START THE DATA

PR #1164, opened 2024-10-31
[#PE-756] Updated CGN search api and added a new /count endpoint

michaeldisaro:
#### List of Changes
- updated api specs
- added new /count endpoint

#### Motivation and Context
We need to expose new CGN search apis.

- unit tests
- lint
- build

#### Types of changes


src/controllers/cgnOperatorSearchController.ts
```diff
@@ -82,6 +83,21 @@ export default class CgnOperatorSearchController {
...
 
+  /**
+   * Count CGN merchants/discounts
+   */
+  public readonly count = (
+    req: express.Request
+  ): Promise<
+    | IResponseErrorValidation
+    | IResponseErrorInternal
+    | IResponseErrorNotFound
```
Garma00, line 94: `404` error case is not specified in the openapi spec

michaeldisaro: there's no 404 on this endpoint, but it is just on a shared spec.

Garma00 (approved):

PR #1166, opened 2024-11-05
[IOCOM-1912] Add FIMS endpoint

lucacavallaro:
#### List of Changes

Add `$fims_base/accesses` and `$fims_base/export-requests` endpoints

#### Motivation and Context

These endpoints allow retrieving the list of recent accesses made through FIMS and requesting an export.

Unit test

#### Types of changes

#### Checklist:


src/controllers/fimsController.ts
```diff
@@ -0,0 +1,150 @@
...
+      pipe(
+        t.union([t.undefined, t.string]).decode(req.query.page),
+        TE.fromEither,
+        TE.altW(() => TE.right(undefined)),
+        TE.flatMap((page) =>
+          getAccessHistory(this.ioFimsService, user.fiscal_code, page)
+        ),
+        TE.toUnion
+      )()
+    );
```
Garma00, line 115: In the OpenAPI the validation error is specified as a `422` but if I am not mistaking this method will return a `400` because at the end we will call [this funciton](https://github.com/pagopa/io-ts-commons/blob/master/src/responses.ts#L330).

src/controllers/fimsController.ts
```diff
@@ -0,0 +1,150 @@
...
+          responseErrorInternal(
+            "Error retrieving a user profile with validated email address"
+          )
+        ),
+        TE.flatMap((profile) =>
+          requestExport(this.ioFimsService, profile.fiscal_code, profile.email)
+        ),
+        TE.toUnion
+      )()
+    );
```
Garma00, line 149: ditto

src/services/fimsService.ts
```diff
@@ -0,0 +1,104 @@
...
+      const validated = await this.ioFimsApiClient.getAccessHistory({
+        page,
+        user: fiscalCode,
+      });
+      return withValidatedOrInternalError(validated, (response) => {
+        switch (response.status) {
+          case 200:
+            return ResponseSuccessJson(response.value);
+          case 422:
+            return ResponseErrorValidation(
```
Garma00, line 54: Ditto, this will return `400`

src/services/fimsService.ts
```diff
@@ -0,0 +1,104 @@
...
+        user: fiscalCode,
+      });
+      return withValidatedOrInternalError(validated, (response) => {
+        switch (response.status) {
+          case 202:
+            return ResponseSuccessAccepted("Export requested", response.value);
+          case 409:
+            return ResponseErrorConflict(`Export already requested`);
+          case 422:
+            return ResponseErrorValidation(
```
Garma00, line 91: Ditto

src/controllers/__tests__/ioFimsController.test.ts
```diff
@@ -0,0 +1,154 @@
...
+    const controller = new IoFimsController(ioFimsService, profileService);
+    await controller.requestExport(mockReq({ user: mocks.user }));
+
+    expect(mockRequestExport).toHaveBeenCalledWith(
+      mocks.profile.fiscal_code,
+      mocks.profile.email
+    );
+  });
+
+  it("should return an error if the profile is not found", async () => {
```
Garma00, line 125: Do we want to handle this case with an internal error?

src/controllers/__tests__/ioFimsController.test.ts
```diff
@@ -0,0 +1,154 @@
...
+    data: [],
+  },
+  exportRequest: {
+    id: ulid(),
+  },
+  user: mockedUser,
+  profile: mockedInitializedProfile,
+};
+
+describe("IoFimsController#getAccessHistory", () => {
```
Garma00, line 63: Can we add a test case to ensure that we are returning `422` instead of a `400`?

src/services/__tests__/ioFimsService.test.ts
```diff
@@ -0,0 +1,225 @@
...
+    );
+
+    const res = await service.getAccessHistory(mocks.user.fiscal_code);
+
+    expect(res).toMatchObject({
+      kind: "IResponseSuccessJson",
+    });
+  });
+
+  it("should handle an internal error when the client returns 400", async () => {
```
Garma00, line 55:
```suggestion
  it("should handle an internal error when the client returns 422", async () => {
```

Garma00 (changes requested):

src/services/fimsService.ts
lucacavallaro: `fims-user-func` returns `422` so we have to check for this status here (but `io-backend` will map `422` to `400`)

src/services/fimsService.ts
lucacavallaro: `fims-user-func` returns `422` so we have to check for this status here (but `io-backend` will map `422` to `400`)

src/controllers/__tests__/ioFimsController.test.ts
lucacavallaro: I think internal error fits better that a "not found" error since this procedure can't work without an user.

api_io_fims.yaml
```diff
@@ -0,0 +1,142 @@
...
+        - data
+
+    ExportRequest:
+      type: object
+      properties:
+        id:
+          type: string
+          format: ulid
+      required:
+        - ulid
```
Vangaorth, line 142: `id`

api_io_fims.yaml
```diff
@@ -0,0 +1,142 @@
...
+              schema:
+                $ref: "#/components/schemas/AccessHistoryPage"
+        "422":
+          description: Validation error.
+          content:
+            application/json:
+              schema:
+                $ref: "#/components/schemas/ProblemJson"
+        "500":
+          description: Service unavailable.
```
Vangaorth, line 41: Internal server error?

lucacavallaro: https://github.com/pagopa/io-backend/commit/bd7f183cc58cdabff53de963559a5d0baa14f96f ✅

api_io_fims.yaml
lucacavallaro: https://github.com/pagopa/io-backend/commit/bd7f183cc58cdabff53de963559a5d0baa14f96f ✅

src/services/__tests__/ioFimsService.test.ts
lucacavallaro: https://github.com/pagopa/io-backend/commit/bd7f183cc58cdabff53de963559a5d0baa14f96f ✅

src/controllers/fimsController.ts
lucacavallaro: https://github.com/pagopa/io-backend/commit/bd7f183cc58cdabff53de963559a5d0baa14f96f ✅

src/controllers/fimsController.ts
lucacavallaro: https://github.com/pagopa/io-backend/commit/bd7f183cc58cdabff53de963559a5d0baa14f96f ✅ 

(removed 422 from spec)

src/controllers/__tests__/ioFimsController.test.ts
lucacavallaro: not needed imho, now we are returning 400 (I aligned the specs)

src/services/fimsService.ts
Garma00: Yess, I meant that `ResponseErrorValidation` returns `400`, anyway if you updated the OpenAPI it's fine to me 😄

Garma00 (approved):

END THE DATA

■ WHAT TO DO ■
Search the entries above for the word "expect", and copy every line where it occurs.

■ ANSWER BOX ■
+    expect(mockRequestExport).toHaveBeenCalledWith(
+    expect(res).toMatchObject({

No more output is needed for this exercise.